## PROBLEM
Only one stretch of the records below is wanted: the lines from the one holding "(diff shortened: 1 of 7 files shown)" through the one holding "I'd like us". Return it exactly, both ends included.

##############################

PR #319, opened 2022-06-10
update jackson library

vthacker:
update jackson library

### DIFF
--- a/kaldb/pom.xml
+++ b/kaldb/pom.xml
@@ -19,8 +19,7 @@
         <armeria.version>1.16.0</armeria.version>
         <micrometer.version>1.8.5</micrometer.version>
         <kafka.version>2.5.1</kafka.version>
-        <jackson.version>2.10.5</jackson.version>
-        <jackson.databind.version>${jackson.version}.1</jackson.databind.version>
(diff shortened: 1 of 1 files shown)


kaldb/pom.xml
```diff
@@ -19,8 +19,7 @@
         <armeria.version>1.16.0</armeria.version>
         <micrometer.version>1.8.5</micrometer.version>
         <kafka.version>2.5.1</kafka.version>
-        <jackson.version>2.10.5</jackson.version>
-        <jackson.databind.version>${jackson.version}.1</jackson.databind.version>
```
vthacker, line 23: jackson databind exists for 2.13.3

mansu (dismissed):

solidspark (dismissed):

kaldb/pom.xml
bryanlb: We may want to leave this in fwiw - I looked into this a bit more after adding the initial comment, and it looks like the databind version pretty frequently has point releases past the major Jackson version.

mansu:
[Fixed here. Closing this one.](https://github.com/slackhq/kaldb/pull/327)

PR #324, opened 2022-06-14
Adjust chunk query threadpool

bryanlb:
Reviewing the performance data in our test environment it appears this cached threadpool is generating significantly more threads than is desired. This can exceed 100 active threads at a time, and has high thread turnover (~ 1k threads created per hour).

In order to better utilize the CPU this sets the max threads to twice that of the active cores or four - whichever is larger.


vthacker:
This makes sense! I think we should take this approach.

FYI we had it initially set to 200 and then we made it unlimited in this PR -https://github.com/slackhq/kaldb/pull/207

vthacker (approved):

PR #330, opened 2022-06-21
KalDbDistributedQueryService.java: Use loops instead of streams

kx-chen:
Refactor `getSearchNodesToQuery` to use loops instead of streams


mansu (changes requested):

mansu (approved):
Looks great! Thanks for addressing the TODO.

PR #354, opened 2022-08-11
Add `managerConnectString` to query service config

kx-chen:
Add `managerConnectString` to query service config.
To be used by the query service for connections to the manager.


vthacker (approved):
LGTM! as discussed in the call I think longer term we should have the manager discovered via ZK 

For now this is the quickest way forward and a good solution.

bryanlb:
@alllcontributors add @kx-chen for code

bryanlb:
@allcontributors add @kx-chen for code

PR #355, opened 2022-08-17
Restore replicas upon query

kx-chen:
Automatically call the restore API when any `Snapshots` that need to be searched cannot be found

### DIFF
--- a/config/config.yaml
+++ b/config/config.yaml
@@ -44,7 +44,7 @@ queryConfig:
     serverAddress: ${KALDB_QUERY_SERVER_ADDRESS:-localhost}
     requestTimeoutMs: ${KALDB_QUERY_REQUEST_TIMEOUT_MS:-5000}
   defaultQueryTimeoutMs: ${KALDB_QUERY_DEFAULT_QUERY_TIMEOUT_MS:-3000}
-  managerConnectString: ${KALDB_MANAGER_CONNECTION_STRING:-localhost:8083}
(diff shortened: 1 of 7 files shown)


config/config.yaml
```diff
@@ -44,7 +44,7 @@ queryConfig:
     serverAddress: ${KALDB_QUERY_SERVER_ADDRESS:-localhost}
     requestTimeoutMs: ${KALDB_QUERY_REQUEST_TIMEOUT_MS:-5000}
   defaultQueryTimeoutMs: ${KALDB_QUERY_DEFAULT_QUERY_TIMEOUT_MS:-3000}
-  managerConnectString: ${KALDB_MANAGER_CONNECTION_STRING:-localhost:8083}
+  managerConnectString: ${KALDB_MANAGER_CONNECTION_STRING:-gproto+http://localhost:8083}
```
kx-chen, line 47: This change is required as `GrpcClients.builder` requires the protocol 

https://github.com/slackhq/kaldb/pull/355/files#diff-44afaa56545846a976a196d21248f374ac4d50d4338ce07d5bce1ab9e63a4313R124

bryanlb:
Reviewed this and discussed with @vthacker today. 

Hydrating automatically on query was originally intended to be a short-term solution to demonstrate the functionality. The desired outcome is to be able to notify the user that some data is unavailable and allow them to issue a followup request for the data. Automatic hydration carries a risk in that a user creating a visualization or alert could target too long of a time window, inadvertently causing constant hydration requests.

We'll close this PR but keep the branch, so we can reference the approach for calculating the missing snapshots.

PR #356, opened 2022-08-18
Add `isRestored` to `ReplicaMetadata`

kx-chen:
Add a `isRestored` value to `ReplicaMetadata` in order to determine which Replicas are created from the restore API


vthacker:
I'd like us to create a new unit test in`ReplicaMetadataSerializerTest` where we create a object with isRestore=true , then serialize it to JSON. then when we go to deseriaize it ensure it works? Also a test with isRestore=false

I think it might fail because ReplicaMetadataSerializer needs to account for this new variable?

mansu:
Continuing this work in https://github.com/slackhq/kaldb/pull/357

PR #357, opened 2022-08-23
Add a `isRestored` field to `ReplicaMetadata`

mansu:


kaldb/src/main/java/com/slack/kaldb/clusterManager/ReplicaRestoreService.java
```diff
@@ -148,6 +148,7 @@ private void restoreQueuedSnapshots() {
       }
     }
     restoreReplicasTimer.stop(restoreTimer);
+    LOG.info("Restored {} snapshots.", snapshotsToRestore.size());
```
vthacker, line 151: Are we done restoring when we look at this log statement? From my understanding we just create a metadatastore entry to restore , but the actual restoring is done by another service which is async. 

I'm unsure if the log line captures the correct state?

vthacker:
LGTM otherwise. Lemme know if you think we should change the new log entry and then we can commit this

kaldb/src/main/java/com/slack/kaldb/clusterManager/ReplicaRestoreService.java
mansu: Once we create the entry in the metadata store for the replica entry we are done restoring the snapshot. The async process will assign that replica to a cache node, just like a regular node. So, this statement is accurate.

vthacker (approved):

PR #358, opened 2022-08-23
Calculate approximate disk size based on latest chunk

vthacker:
In https://github.com/slackhq/kaldb/pull/349/ , we moved to calculating index size based on the entire directory. What happens is that after 1 chunk is written the approximate size calculation takes that into account since the calcuation is on the directory.

This PR changes the calculation to be for the last active chunk.


kaldb/src/main/java/com/slack/kaldb/chunkManager/IndexingChunkManager.java
```diff
@@ -343,7 +348,7 @@ protected void startUp() throws Exception {
     stopIngestion = false;
 
     directorySizeExecutorService.scheduleAtFixedRate(
-        () -> approximateDirectoryBytes = FileUtils.sizeOf(dataDirectory),
+        () -> approximateDirectoryBytes = FileUtils.sizeOf(activeChunkDirectory),
```
mansu, line 351: Please add a unit test to test this change. Also, add a unit test to ensure that the current bug is fixed. 

The gauge still needs to be reset on a roll over otherwise I don't think the bug is fixed.

mansu (changes requested):

kaldb/src/main/java/com/slack/kaldb/chunkManager/IndexingChunkManager.java
```diff
@@ -277,6 +279,9 @@ private ReadWriteChunk<T> getOrCreateActiveChunk(
               LuceneIndexStoreImpl.makeLogStore(
                   dataDirectory, indexerConfig.getLuceneConfig(), meterRegistry);
 
+      // this returns the latest active chunk on which we will calculate disk size
+      activeChunkDirectory = logStore.getDirectory().toFile();
```
mansu, line 283: Also, let's move this logic into the chunk roll over strategy since we don't need that info for indexing logic.

mansu (changes requested):

kaldb/src/main/java/com/slack/kaldb/chunkManager/IndexingChunkManager.java
vthacker: By gauge you mean `long approximateDirectoryBytes` ? It doesn't hurt to reset it, but strictly speaking I don't think it's needed? i.e if you see where we calculate it the reset will happen automatically on the next document add.

I will address it anyways

kaldb/src/main/java/com/slack/kaldb/chunkManager/ChunkRollOverStrategyImpl.java
```diff
@@ -1,43 +0,0 @@
-package com.slack.kaldb.chunkManager;
```
mansu, line 1: Let's keep the existing strategy as is. Let's make a new roll over strategy and use it in the code. The roll over strategy code is already configurable.

kaldb/src/main/java/com/slack/kaldb/chunkManager/ChunkRollOverStrategy.java
```diff
@@ -1,6 +1,14 @@
...
 
+import java.io.File;
+
 // TODO: Rename ChunkRollOverPolicyPredicate
 public interface ChunkRollOverStrategy {
   boolean shouldRollOver(long currentBytesIndexed, long currentMessagesIndexed);
+
+  public void setActiveChunkDirectory(File activeChunkDirectory);
+
+  public long getApproximateDirectoryBytes();
```
mansu, line 11: Let's remove this method from the interface. I don't think we need to expose this as a guage in the IndexingChunkManager. If needed, we can expose the same info as a metric in the roll over strategy impl class.

kaldb/src/main/java/com/slack/kaldb/chunkManager/SizeOrMessageBasedRolloverStrategy.java
```diff
@@ -0,0 +1,87 @@
...
+import java.io.File;
+import java.time.Duration;
+import java.time.temporal.ChronoUnit;
+import java.util.concurrent.Executors;
+import java.util.concurrent.ScheduledExecutorService;
+import java.util.concurrent.TimeUnit;
+import org.apache.commons.io.FileUtils;
+
+/**
+ * This class implements a rolls over a chunk when the chunk reaches a specific size or when a chunk
```
mansu, line 16: Class doc should be updated for the new class.

kaldb/src/test/java/com/slack/kaldb/chunkManager/IndexingChunkManagerTest.java
```diff
@@ -1084,7 +1084,7 @@ public void testMultipleByteRollOversSuccessfully()
     final long msgsPerChunk = 3L;
     final long maxBytesPerChunk = 100L;
     final ChunkRollOverStrategy chunkRollOverStrategy =
-        new ChunkRollOverStrategyImpl(maxBytesPerChunk, msgsPerChunk);
+        new SizeOrMessageBasedRolloverStrategy(maxBytesPerChunk, msgsPerChunk);
```
mansu, line 1087: Also, can you please add a new unit test for the current failure condition. I think creating a chunk with a lot of messages and not waiting for rollover synchronously  would recreate the failure.

mansu (changes requested):

kaldb/src/main/java/com/slack/kaldb/chunkManager/SizeOrMessageBasedRolloverStrategy.java
```diff
@@ -0,0 +1,66 @@
...
+import org.slf4j.Logger;
+import org.slf4j.LoggerFactory;
+
+/**
+ * This class implements a rolls over a chunk when the chunk reaches a specific size or when a chunk
+ * hits a max message limit.
+ *
+ * <p>TODO: Also consider rolling over a chunk based on the time range for messages in the chunk.
+ */
+public class SizeOrMessageBasedRolloverStrategy implements ChunkRollOverStrategy {
```
vthacker, line 17: no changes from the old impl.

kaldb/src/main/java/com/slack/kaldb/chunkManager/DiskOrMessageCountBasedRolloverStrategy.java
```diff
@@ -0,0 +1,101 @@
...
+import java.util.concurrent.atomic.AtomicLong;
+import org.apache.commons.io.FileUtils;
+import org.slf4j.Logger;
+import org.slf4j.LoggerFactory;
+
+/**
+ * This is a disk based rollover strategy that calculates disk size every 10 seconds The disk size
+ * being calculated in the lucene index at that point in time. In addition, if we hit the max messages limit we also rollover
+ */
+public class DiskOrMessageCountBasedRolloverStrategy implements ChunkRollOverStrategy {
```
vthacker, line 22: would have liked this to be disk based only.

However since this is the default strategy, tests like `KaldbTest` which want to add exactly N message and perform a rollover is tough to fix with just a disk based rollover strategy

In practice, we'll keep the maxMessagesPerChunk high like 2B or something

kaldb/src/main/java/com/slack/kaldb/chunkManager/ChunkRollOverStrategy.java
```diff
@@ -1,6 +1,12 @@
 package com.slack.kaldb.chunkManager;
 
+import java.io.File;
+
 // TODO: Rename ChunkRollOverPolicyPredicate
```
mansu, line 5: Remove this TODO.  Add a class doc for this interface.

Also, please add a new TODO to state that in future `ChunkRollOverStrategy` should take a chunk as an input and get statistics like message count, size etc.. from the chunk.

kaldb/src/main/java/com/slack/kaldb/chunkManager/ChunkRollOverStrategy.java
```diff
@@ -1,6 +1,12 @@
 package com.slack.kaldb.chunkManager;
```
mansu, line 1: Please move chunk roll over strategies to their own package like chunkrollover in the kaldb folder.

mansu (changes requested):

kaldb/src/test/java/com/slack/kaldb/writer/LogMessageWriterImplTest.java
```diff
@@ -519,7 +519,7 @@ public void testAvgMessageSizeCalculationOnSpanIngestion() throws Exception {
 
     // even though we may have over 1k bytes, we only update the bytes ingested every 10s
     // as such this will only have 1 chunk at the time of query
-    assertThat(chunkManager.getChunkList().size()).isEqualTo(1);
+    assertThat(chunkManager.getChunkList().size()).isEqualTo(2);
```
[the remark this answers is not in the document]
vthacker: the underlying rollover strategy was different. Updated it to be same as before so that we don't need to change unit test and avoid confusion.

kaldb/src/main/java/com/slack/kaldb/chunkrollover/DiskOrMessageCountBasedRolloverStrategy.java
```diff
@@ -0,0 +1,105 @@
...
+        DIRECTORY_SIZE_EXECUTOR_PERIOD_MS,
+        TimeUnit.MILLISECONDS);
+  }
+
+  @Override
+  public boolean shouldRollOver(long currentBytesIndexed, long currentMessagesIndexed) {
+    liveBytesDirGauge.set(approximateDirectoryBytes);
+    boolean shouldRollover =
+        (approximateDirectoryBytes >= maxBytesPerChunk)
+            || (currentMessagesIndexed >= maxMessagesPerChunk);
```
mansu, line 73: One last thing, can you also please add some unit tests for message count based roll over for this strategy. Sorry, missed it earlier. I think we can copy over the test from the `ChunkRollOverStatrategyImplTest` for this use case.

mansu (changes requested):

kaldb/src/test/java/com/slack/kaldb/chunkrollover/DiskOrMessageCountBasedRolloverStrategyTest.java
```diff
@@ -0,0 +1,219 @@
...
+    assertThat(chunkRollOverStrategy.shouldRollOver(-1, -1)).isFalse();
+    assertThat(chunkRollOverStrategy.shouldRollOver(0, 0)).isFalse();
+    assertThat(chunkRollOverStrategy.shouldRollOver(100, 100)).isFalse();
+    assertThat(chunkRollOverStrategy.shouldRollOver(1000, 1)).isFalse();
+    assertThat(chunkRollOverStrategy.shouldRollOver(1001, 1)).isFalse();
+
+    assertThat(chunkRollOverStrategy.shouldRollOver(100, 2000)).isTrue();
+    assertThat(chunkRollOverStrategy.shouldRollOver(100, 2001)).isTrue();
+    assertThat(chunkRollOverStrategy.shouldRollOver(1001, 2001)).isTrue();
+  }
```
mansu, line 218: This looks great! Please add a complete test using message count rollover like the unit test `testDiskBasedRolloverWithMultipleChunks`.

kaldb/src/test/java/com/slack/kaldb/chunkrollover/MessageSizeOrCountBasedRolloverStrategyTest.java
```diff
@@ -1,37 +1,55 @@
...
     assertThat(indexerCfg.getMaxBytesPerChunk()).isEqualTo(10737418240L);
-    ChunkRollOverStrategyImpl chunkRollOverStrategy =
-        ChunkRollOverStrategyImpl.fromConfig(indexerCfg);
+    MessageSizeOrCountBasedRolloverStrategy chunkRollOverStrategy =
+        MessageSizeOrCountBasedRolloverStrategy.fromConfig(metricsRegistry, indexerCfg);
     assertThat(chunkRollOverStrategy.getMaxBytesPerChunk()).isEqualTo(10737418240L);
     assertThat(chunkRollOverStrategy.getMaxMessagesPerChunk()).isEqualTo(100);
   }
 
   @Test(expected = IllegalArgumentException.class)
```
mansu, line 39: Please also add the illegal value tests to unit tests above.

mansu (changes requested):

mansu (approved):

PR #359, opened 2022-08-26
Pass in a list of chunks instead of a chunk id in SearchQuery.

mansu:
Pass in list of chunks instead of a single chunk id in the `SearchQuery` so we can search multiple chunks in a single call. 

Also, update the search logic to only search the given chunks when chunk ids are specified. Added additional unit test for this code. Also, updated the unit test to query via the grpc query layer so we can validate end to end.

### DIFF
--- a/kaldb/src/main/java/com/slack/kaldb/logstore/search/SearchQuery.java
+++ b/kaldb/src/main/java/com/slack/kaldb/logstore/search/SearchQuery.java
@@ -1,7 +1,6 @@
 package com.slack.kaldb.logstore.search;
 
 import java.util.List;
-import org.apache.logging.log4j.util.Strings;
 
 /** A class that represents a search query internally to LogStore. */
 public class SearchQuery {
@@ -50,7 +49,7 @@ public class SearchQuery {
         + ", bucketCount="
         + bucketCount
         + ", chunkIds="
-        + Strings.join(chunkIds, ',')
+        + String.join(",", chunkIds)
         + '}';
   }
 }


kaldb/src/main/proto/kaldb_search.proto
```diff
@@ -7,7 +7,7 @@ option java_package = "com.slack.kaldb.proto.service";
 message SearchRequest {
   // Data sets or chunk_ids to be searched
   string dataset = 1;
-  string chunk_id = 2;
+  repeated string chunk_ids = 2;
```
vthacker, line 10: maybe call it `_chunk_ids` ? This is an internal only param I guess

kaldb/src/main/java/com/slack/kaldb/logstore/search/SearchQuery.java
```diff
@@ -43,6 +48,8 @@ public String toString() {
         + howMany
         + ", bucketCount="
         + bucketCount
+        + ", chunkIds="
+        + chunkIds
```
vthacker, line 52: does this work? i.e chunkIds is a List and just saying `chunkIds` here will it override correctly?

kaldb/src/main/java/com/slack/kaldb/logstore/search/SearchQuery.java
```diff
@@ -10,20 +12,23 @@ public class SearchQuery {
...
 
   public SearchQuery(
       String dataset,
       String queryStr,
       long startTimeEpochMs,
       long endTimeEpochMs,
       int howMany,
-      int bucketCount) {
+      int bucketCount,
+      List<String> chunkIds) {
```
vthacker, line 24: I propose we add another ctor which takes the additional `chunkIds` . That will make the PR significantly smaller

kaldb/src/test/java/com/slack/kaldb/chunkManager/IndexingChunkManagerTest.java
```diff
@@ -316,24 +334,49 @@ public void testAddMessage() throws Exception {
 
   private void testChunkManagerSearch(
       ChunkManager<LogMessage> chunkManager,
+      List<String> chunkList,
```
vthacker, line 337: I think this should be called `chunkIds` ?

kaldb/src/test/java/com/slack/kaldb/chunkManager/IndexingChunkManagerTest.java
```diff
@@ -316,24 +334,49 @@ public void testAddMessage() throws Exception {
...
+    KaldbLocalQueryService<LogMessage> kaldbLocalQueryService =
+        new KaldbLocalQueryService<>(chunkManager, Duration.ofSeconds(3));
+    KaldbSearch.SearchRequest.Builder searchRequestBuilder = KaldbSearch.SearchRequest.newBuilder();
+    KaldbSearch.SearchResult response =
+        kaldbLocalQueryService.doSearch(
+            searchRequestBuilder
+                .setDataset(MessageUtil.TEST_DATASET_NAME)
+                .setQueryString(searchString)
+                .setStartTimeEpochMs(0)
+                .setEndTimeEpochMs(
```
vthacker, line 352: any specific reason to add one extra indirection to just using ` Long.MAX_VALUE` ?

kaldb/src/test/java/com/slack/kaldb/chunkManager/IndexingChunkManagerTest.java
```diff
@@ -316,24 +334,49 @@ public void testAddMessage() throws Exception {
...
+                    com.slack.kaldb.testlib.TemporaryLogStoreAndSearcherRule.MAX_TIME)
+                .setHowMany(10)
+                .setBucketCount(1000)
+                .addAllChunkIds(chunkList)
+                .build());
+
+    assertThat(response.getHitsList().size()).isEqualTo(expectedHitCount);
+    assertThat(response.getTotalSnapshots()).isEqualTo(totalSnapshots);
```
vthacker, line 360: should there be a few asserts around the relationship b/w totalSnapshots / expectedSnapshotsWithReplicas / chunkList.size() ?

kaldb/src/main/java/com/slack/kaldb/logstore/search/SearchQuery.java
mansu: Leaving it as is since it's better to be explicit in the call params.

kaldb/src/main/java/com/slack/kaldb/logstore/search/SearchQuery.java
mansu: Done.

kaldb/src/test/java/com/slack/kaldb/chunkManager/IndexingChunkManagerTest.java
mansu: Done.

kaldb/src/test/java/com/slack/kaldb/chunkManager/IndexingChunkManagerTest.java
mansu: Replaced it with `Long.MAX_VALUE`. I think we used MAX_TIME to better represent what the value was.

kaldb/src/main/java/com/slack/kaldb/logstore/search/SearchQuery.java
```diff
@@ -49,7 +50,7 @@ public String toString() {
         + ", bucketCount="
         + bucketCount
         + ", chunkIds="
-        + chunkIds
+        + Strings.join(chunkIds, ',')
```
vthacker, line 53: I'd prefer if we don't use a log4j library for this given there exists one in the standard JDK

https://docs.oracle.com/javase/8/docs/api/java/util/StringJoiner.html

mansu: Good catch. Dang auto-complete. That's what I thought I used. Fixed now.

vthacker (approved):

##############################

## ANSWER AREA
(diff shortened: 1 of 7 files shown)


config/config.yaml
```diff
@@ -44,7 +44,7 @@ queryConfig:
     serverAddress: ${KALDB_QUERY_SERVER_ADDRESS:-localhost}
     requestTimeoutMs: ${KALDB_QUERY_REQUEST_TIMEOUT_MS:-5000}
   defaultQueryTimeoutMs: ${KALDB_QUERY_DEFAULT_QUERY_TIMEOUT_MS:-3000}
-  managerConnectString: ${KALDB_MANAGER_CONNECTION_STRING:-localhost:8083}
+  managerConnectString: ${KALDB_MANAGER_CONNECTION_STRING:-gproto+http://localhost:8083}
```
kx-chen, line 47: This change is required as `GrpcClients.builder` requires the protocol 

https://github.com/slackhq/kaldb/pull/355/files#diff-44afaa56545846a976a196d21248f374ac4d50d4338ce07d5bce1ab9e63a4313R124

bryanlb:
Reviewed this and discussed with @vthacker today. 

Hydrating automatically on query was originally intended to be a short-term solution to demonstrate the functionality. The desired outcome is to be able to notify the user that some data is unavailable and allow them to issue a followup request for the data. Automatic hydration carries a risk in that a user creating a visualization or alert could target too long of a time window, inadvertently causing constant hydration requests.

We'll close this PR but keep the branch, so we can reference the approach for calculating the missing snapshots.

PR #356, opened 2022-08-18
Add `isRestored` to `ReplicaMetadata`

kx-chen:
Add a `isRestored` value to `ReplicaMetadata` in order to determine which Replicas are created from the restore API


vthacker:
I'd like us to create a new unit test in`ReplicaMetadataSerializerTest` where we create a object with isRestore=true , then serialize it to JSON. then when we go to deseriaize it ensure it works? Also a test with isRestore=false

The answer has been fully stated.